About this task - Each record, exactly as written, should be printed again.

Material shown -
Issue #2491, opened 2023-06-02
web.ContainerApp shouldn't light up in 2.0


mikhailshilkov:
### What happened?

We generate the `web.ContainerApp` https://github.com/pulumi/pulumi-azure-native/blob/v2.0-pre/sdk/dotnet/Web/ContainerApp.cs

### Expected Behavior

It's a legacy resource that doesn't work and was excluded from 1.x, e.g. https://github.com/pulumi/pulumi-azure-native/blob/master/sdk/dotnet/Web/ContainerApp.cs does not exist

### Steps to reproduce

See the v2.0-pre branch

### Output of `pulumi about`

irrelevant

### Contributing

Vote on this issue by adding a 👍 reaction. 
To contribute a fix for this issue, leave a comment (and link to your pull request, if you've opened one already).

danielrbradley:
This was solved in https://github.com/pulumi/pulumi-azure-native/pull/2494

PR #2493, opened 2023-06-02
Drop squeezed resources from Pulumi schema so we drop generated resources, too

thomas11:
Fixes #2486 

```
2023/06/02 15:15:50 Warning: removable resource azure-native:securityandcompliance/v20210111:privateLinkServicesForM365ComplianceCenter not found in schema
2023/06/02 15:15:50 Warning: removable resource azure-native:azurestackhci/v20210701preview:virtualmachineRetrieve not found in schema
2023/06/02 15:15:50 Warning: removable resource azure-native:azurestackhci/v20210701preview:galleryimageRetrieve not found in schema
2023/06/02 15:15:50 Warning: removable resource azure-native:securityandcompliance/v20210111:privateLinkServicesForEDMUpload not found in schema
2023/06/02 15:15:50 Warning: removable resource azure-native:workloads/v20221101preview:monitor not found in schema
2023/06/02 15:15:50 Warning: removable resource azure-native:databricks/v20210401preview:vNetPeering not found in schema
2023/06/02 15:15:50 Warning: removable resource azure-native:azurestackhci/v20210701preview:networkinterfaceRetrieve not found in schema
2023/06/02 15:15:50 Warning: removable resource azure-native:securityandcompliance/v20210111:privateLinkServicesForM365SecurityCenter not found in schema
2023/06/02 15:15:50 Warning: removable resource azure-native:azurestackhci/v20210701preview:virtualnetworkRetrieve not found in schema
2023/06/02 15:15:50 Warning: removable resource azure-native:azurestackhci/v20210701preview:virtualharddiskRetrieve not found in schema
2023/06/02 15:15:50 Warning: removable resource azure-native:securityandcompliance/v20210111:privateLinkServicesForSCCPowershell not found in schema
2023/06/02 15:15:50 Warning: removable resource azure-native:databricks/v20220401preview:vNetPeering not found in schema
2023/06/02 15:15:50 Warning: removable resource azure-native:healthbot/v20201020:getbot not found in schema
2023/06/02 15:15:50 Warning: removable resource azure-native:securityandcompliance/v20210111:privateLinkServicesForO365ManagementActivityAPI not found in schema

2023/06/02 15:15:50 Removed 8433 out of 8447 resources from schema
```

PR #2494, opened 2023-06-05
Remove invokes corresponding to removed resources

danielrbradley:
1. Identify invokes to remove by tracking the path of any resources we've removed then deleting any invokes which have paths directly beneath the removed resource.
   - This removes 1768 invokes. This removes 9356 files from the comitted SDKs.
2. Exclude ContainerApp completely from Web:
   - Remove all versions of ContainerApp.
   - Resource removals are done *after* calculating the default version which is why we have to also exclude in the config.
   - Use "explicit" setting to ensure all resources are enumerated and ContainerApp is not included.
3. Update all specs to latest versions and update default versions. To do this without requiring human intervention, this removes the re-generation of v1 default versions which are no longer being updated from now on.
4. Re-remove resources after schema generation:
   - Reworked from https://github.com/pulumi/pulumi-azure-native/pull/2493
   - Some resources are added manually during generation which won't therefore be matched during the first removal, and we want to exclude these too.

Fixes https://github.com/pulumi/pulumi-azure-native/issues/2491


provider/pkg/openapi/versioner.go
```diff
@@ -101,25 +102,45 @@ func (s RemovableResources) canBeRemoved(azureProvider, resource, version string
...
 			for resourceName, resource := range resources.Resources {
 				if removable.canBeRemoved(provider, resourceName, version) {
-					removedCount++
+					removedResourceCount++
 					continue
 				}
 				filteredResources.Resources[resourceName] = resource
 			}
+			if len(resources.Resources) > 0 && len(filteredResources.Resources) == 0 {
+				// If there are no resources left, we can remove the version entirely.
```
thomas11, line 124: The PR description says
>There's also 20 more versions which only include invokes which we leave for now.

but this seems to remove these cases?

provider/pkg/openapi/versioner.go
```diff
@@ -101,25 +102,45 @@ func (s RemovableResources) canBeRemoved(azureProvider, resource, version string
...
+				removedInvokeCount += len(resources.Invokes)
+				continue
+			}
+			for invokeName, invoke := range resources.Invokes {
+				matches := trimInvokePrefix.FindStringSubmatch(invokeName)
+				if len(matches) != 2 {
+					continue
```
thomas11: When would this be the case, an invoke not starting with a lowercase letter? Are we at risk of accidentally dropping invokes here?

danielrbradley: Reworked this to use paths now

versions/v2-removed-resources.yaml
```diff
@@ -244,7 +244,7 @@ azure-native:apimanagement/v20200601preview:Gateway: azure-native:apimanagement/
 azure-native:apimanagement/v20200601preview:GatewayApiEntityTag: azure-native:apimanagement/v20220801:GatewayApiEntityTag
 azure-native:apimanagement/v20200601preview:GatewayCertificateAuthority: azure-native:apimanagement/v20220801:GatewayCertificateAuthority
 azure-native:apimanagement/v20200601preview:GatewayHostnameConfiguration: azure-native:apimanagement/v20220801:GatewayHostnameConfiguration
-azure-native:apimanagement/v20200601preview:getApiManagementServiceDomainOwnershipIdentifier
+azure-native:apimanagement/v20200601preview:getApiManagementServiceDomainOwnershipIdentifier:
```
thomas11: Without comments, we're losing track here of why they were removed. That might make future investigations harder.

versions/v2-config.yaml
```diff
@@ -537,7 +537,9 @@ VisualStudio:
 VoiceServices:
 Web:
   preview: exclude
-  expectAdditions: true
+  explicit: true
```
thomas11: This is still weird to me. Do `exclusions` only work with `explicit`?

provider/pkg/versioning/gen.go
```diff
@@ -100,7 +83,8 @@ func (v VersionMetadata) WriteTo(outputDir string) error {
 type VersionSources struct {
 	activePathVersions        providerlist.ProviderPathVersions
 	requiredExplicitResources []string
-	v1Spec                    Spec
+	V1Lock                    openapi.DefaultVersionLock
```
thomas11, line 86: does this need to be public/uppercase, different from the other members?

provider/pkg/versioning/build_schema.go
```diff
@@ -82,6 +82,8 @@ func BuildSchema(args BuildSchemaArgs) (*BuildSchemaResult, error) {
 		return nil, err
 	}
 
+	dropFromSchema(pkgSpec, versionSources.V2ResourcesToRemove)
```
thomas11, line 85: I think this warrants a comment for future readers, here or above, about why we're removing resources twice.

thomas11 (approved):
LGTM overall! Just a few minor things.

versions/v2-config.yaml
danielrbradley: Yeah kinda. We can't currently remove items from the tracking version. Explicit forces the tracking version to be replaced with additions - which then works with exclusions. The ideal fix is to actually add support for "exclusions" to the "spec" file so we just copy the exclutions through to there from the config.

provider/pkg/versioning/gen.go
danielrbradley: Ah that's because I moved it from the VersionMetadata - in which everything is public. I'm not sure why everything's private - there's no need for them to be hidden.

thomas11: Hidden makes sense as default IMO to keep dependencies from spreading all over.

versions/v2-removed-resources.yaml
danielrbradley: I fear that ship has already sailed for this file. Essentially anything in here is just marked as no longer required in the future - we don't know how it was determined. I think for the next major version we'll have to think a little more about this removal process.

Exercise output -
Issue #2491, opened 2023-06-02
web.ContainerApp shouldn't light up in 2.0


mikhailshilkov:
### What happened?

We generate the `web.ContainerApp` https://github.com/pulumi/pulumi-azure-native/blob/v2.0-pre/sdk/dotnet/Web/ContainerApp.cs

### Expected Behavior

It's a legacy resource that doesn't work and was excluded from 1.x, e.g. https://github.com/pulumi/pulumi-azure-native/blob/master/sdk/dotnet/Web/ContainerApp.cs does not exist

### Steps to reproduce

See the v2.0-pre branch

### Output of `pulumi about`

irrelevant

### Contributing

Vote on this issue by adding a 👍 reaction. 
To contribute a fix for this issue, leave a comment (and link to your pull request, if you've opened one already).

danielrbradley:
This was solved in https://github.com/pulumi/pulumi-azure-native/pull/2494

PR #2493, opened 2023-06-02
Drop squeezed resources from Pulumi schema so we drop generated resources, too

thomas11:
Fixes #2486 

```
2023/06/02 15:15:50 Warning: removable resource azure-native:securityandcompliance/v20210111:privateLinkServicesForM365ComplianceCenter not found in schema
2023/06/02 15:15:50 Warning: removable resource azure-native:azurestackhci/v20210701preview:virtualmachineRetrieve not found in schema
2023/06/02 15:15:50 Warning: removable resource azure-native:azurestackhci/v20210701preview:galleryimageRetrieve not found in schema
2023/06/02 15:15:50 Warning: removable resource azure-native:securityandcompliance/v20210111:privateLinkServicesForEDMUpload not found in schema
2023/06/02 15:15:50 Warning: removable resource azure-native:workloads/v20221101preview:monitor not found in schema
2023/06/02 15:15:50 Warning: removable resource azure-native:databricks/v20210401preview:vNetPeering not found in schema
2023/06/02 15:15:50 Warning: removable resource azure-native:azurestackhci/v20210701preview:networkinterfaceRetrieve not found in schema
2023/06/02 15:15:50 Warning: removable resource azure-native:securityandcompliance/v20210111:privateLinkServicesForM365SecurityCenter not found in schema
2023/06/02 15:15:50 Warning: removable resource azure-native:azurestackhci/v20210701preview:virtualnetworkRetrieve not found in schema
2023/06/02 15:15:50 Warning: removable resource azure-native:azurestackhci/v20210701preview:virtualharddiskRetrieve not found in schema
2023/06/02 15:15:50 Warning: removable resource azure-native:securityandcompliance/v20210111:privateLinkServicesForSCCPowershell not found in schema
2023/06/02 15:15:50 Warning: removable resource azure-native:databricks/v20220401preview:vNetPeering not found in schema
2023/06/02 15:15:50 Warning: removable resource azure-native:healthbot/v20201020:getbot not found in schema
2023/06/02 15:15:50 Warning: removable resource azure-native:securityandcompliance/v20210111:privateLinkServicesForO365ManagementActivityAPI not found in schema

2023/06/02 15:15:50 Removed 8433 out of 8447 resources from schema
```

PR #2494, opened 2023-06-05
Remove invokes corresponding to removed resources

danielrbradley:
1. Identify invokes to remove by tracking the path of any resources we've removed then deleting any invokes which have paths directly beneath the removed resource.
   - This removes 1768 invokes. This removes 9356 files from the comitted SDKs.
2. Exclude ContainerApp completely from Web:
   - Remove all versions of ContainerApp.
   - Resource removals are done *after* calculating the default version which is why we have to also exclude in the config.
   - Use "explicit" setting to ensure all resources are enumerated and ContainerApp is not included.
3. Update all specs to latest versions and update default versions. To do this without requiring human intervention, this removes the re-generation of v1 default versions which are no longer being updated from now on.
4. Re-remove resources after schema generation:
   - Reworked from https://github.com/pulumi/pulumi-azure-native/pull/2493
   - Some resources are added manually during generation which won't therefore be matched during the first removal, and we want to exclude these too.

Fixes https://github.com/pulumi/pulumi-azure-native/issues/2491


provider/pkg/openapi/versioner.go
```diff
@@ -101,25 +102,45 @@ func (s RemovableResources) canBeRemoved(azureProvider, resource, version string
...
 			for resourceName, resource := range resources.Resources {
 				if removable.canBeRemoved(provider, resourceName, version) {
-					removedCount++
+					removedResourceCount++
 					continue
 				}
 				filteredResources.Resources[resourceName] = resource
 			}
+			if len(resources.Resources) > 0 && len(filteredResources.Resources) == 0 {
+				// If there are no resources left, we can remove the version entirely.
```
thomas11, line 124: The PR description says
>There's also 20 more versions which only include invokes which we leave for now.

but this seems to remove these cases?

provider/pkg/openapi/versioner.go
```diff
@@ -101,25 +102,45 @@ func (s RemovableResources) canBeRemoved(azureProvider, resource, version string
...
+				removedInvokeCount += len(resources.Invokes)
+				continue
+			}
+			for invokeName, invoke := range resources.Invokes {
+				matches := trimInvokePrefix.FindStringSubmatch(invokeName)
+				if len(matches) != 2 {
+					continue
```
thomas11: When would this be the case, an invoke not starting with a lowercase letter? Are we at risk of accidentally dropping invokes here?

danielrbradley: Reworked this to use paths now

versions/v2-removed-resources.yaml
```diff
@@ -244,7 +244,7 @@ azure-native:apimanagement/v20200601preview:Gateway: azure-native:apimanagement/
 azure-native:apimanagement/v20200601preview:GatewayApiEntityTag: azure-native:apimanagement/v20220801:GatewayApiEntityTag
 azure-native:apimanagement/v20200601preview:GatewayCertificateAuthority: azure-native:apimanagement/v20220801:GatewayCertificateAuthority
 azure-native:apimanagement/v20200601preview:GatewayHostnameConfiguration: azure-native:apimanagement/v20220801:GatewayHostnameConfiguration
-azure-native:apimanagement/v20200601preview:getApiManagementServiceDomainOwnershipIdentifier
+azure-native:apimanagement/v20200601preview:getApiManagementServiceDomainOwnershipIdentifier:
```
thomas11: Without comments, we're losing track here of why they were removed. That might make future investigations harder.

versions/v2-config.yaml
```diff
@@ -537,7 +537,9 @@ VisualStudio:
 VoiceServices:
 Web:
   preview: exclude
-  expectAdditions: true
+  explicit: true
```
thomas11: This is still weird to me. Do `exclusions` only work with `explicit`?

provider/pkg/versioning/gen.go
```diff
@@ -100,7 +83,8 @@ func (v VersionMetadata) WriteTo(outputDir string) error {
 type VersionSources struct {
 	activePathVersions        providerlist.ProviderPathVersions
 	requiredExplicitResources []string
-	v1Spec                    Spec
+	V1Lock                    openapi.DefaultVersionLock
```
thomas11, line 86: does this need to be public/uppercase, different from the other members?

provider/pkg/versioning/build_schema.go
```diff
@@ -82,6 +82,8 @@ func BuildSchema(args BuildSchemaArgs) (*BuildSchemaResult, error) {
 		return nil, err
 	}
 
+	dropFromSchema(pkgSpec, versionSources.V2ResourcesToRemove)
```
thomas11, line 85: I think this warrants a comment for future readers, here or above, about why we're removing resources twice.

thomas11 (approved):
LGTM overall! Just a few minor things.

versions/v2-config.yaml
danielrbradley: Yeah kinda. We can't currently remove items from the tracking version. Explicit forces the tracking version to be replaced with additions - which then works with exclusions. The ideal fix is to actually add support for "exclusions" to the "spec" file so we just copy the exclutions through to there from the config.

provider/pkg/versioning/gen.go
danielrbradley: Ah that's because I moved it from the VersionMetadata - in which everything is public. I'm not sure why everything's private - there's no need for them to be hidden.

thomas11: Hidden makes sense as default IMO to keep dependencies from spreading all over.

versions/v2-removed-resources.yaml
danielrbradley: I fear that ship has already sailed for this file. Essentially anything in here is just marked as no longer required in the future - we don't know how it was determined. I think for the next major version we'll have to think a little more about this removal process.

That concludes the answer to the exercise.